PR #1658, opened 2021-01-15
added support for public ipv4 and ipv6

usmcfiredog:
## Description

I have noticed that when the option for Public IP is selected that sometimes it will return IPv4 and other time it will show IPv6. I have separated out the public IP info to be either IPv4 or IPv6

## Features

Choose between public IPv4 and IPv6 to be displayed

## Issues
n/a

## TODO
n/a

### DIFF
--- a/neofetch
+++ b/neofetch
@@ -81,7 +81,8 @@ print_info() {
     # info "Song" song
     # [[ "$player" ]] && prin "Music Player" "$player"
     # info "Local IP" local_ip
-    # info "Public IP" public_ip
+    # info "Public IPv4" public_ipv4
+    # info "Public IPv6" public_ipv6
     # info "Users" users
     # info "Locale" locale  # This only works on glibc systems.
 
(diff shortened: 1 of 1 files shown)


neofetch
```diff
@@ -3805,23 +3820,43 @@ get_local_ip() {
     esac
 }
 
-get_public_ip() {
+get_public_ipv4() {
+    if type -p dig >/dev/null; then
+        public_ipv4="$(dig +time=1 +tries=1 +short myip.opendns.com @resolver1.opendns.com)"
```
rasa, line 3825: This is the same dig command as for IPv4. How will it return the IPv6 address in one call and the IPv4 address in anither? Same question for drill.

Also I would list curl and wget before dig and drill, as 
`dig +time=1 +tries=1 +short myip.opendns.com @resolver1.opendns.com`
fails for me in Windows/WSL

Also, `get_public_ipv4` and `get_public_ipv6` are have common logic. Perhaps move it to `_get_public_ip` and call it with params?

usmcfiredog: They are pulling from different URLs. Right now while at home sometimes the URL will return IPv4 and sometimes it will return IPv6. So each time I run it I get a different IP address. The logic is the same because there is no need to change it except for the URL and by having 2 separate options it allows a user to choose either/or or both.

This is just what I found by using the default site of ident.me from the config. I just followed the logic based on a certain URL. I am open for other ideas also.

****************

**Exercise details**:
Each line from the one with "on glibc systems." through the last line of the records above must be retyped exactly, and no other line may be given.

**Reply**:
     # info "Locale" locale  # This only works on glibc systems.
 
(diff shortened: 1 of 1 files shown)


neofetch
```diff
@@ -3805,23 +3820,43 @@ get_local_ip() {
     esac
 }
 
-get_public_ip() {
+get_public_ipv4() {
+    if type -p dig >/dev/null; then
+        public_ipv4="$(dig +time=1 +tries=1 +short myip.opendns.com @resolver1.opendns.com)"
```
rasa, line 3825: This is the same dig command as for IPv4. How will it return the IPv6 address in one call and the IPv4 address in anither? Same question for drill.

Also I would list curl and wget before dig and drill, as 
`dig +time=1 +tries=1 +short myip.opendns.com @resolver1.opendns.com`
fails for me in Windows/WSL

Also, `get_public_ipv4` and `get_public_ipv6` are have common logic. Perhaps move it to `_get_public_ip` and call it with params?

usmcfiredog: They are pulling from different URLs. Right now while at home sometimes the URL will return IPv4 and sometimes it will return IPv6. So each time I run it I get a different IP address. The logic is the same because there is no need to change it except for the URL and by having 2 separate options it allows a user to choose either/or or both.

This is just what I found by using the default site of ident.me from the config. I just followed the logic based on a certain URL. I am open for other ideas also.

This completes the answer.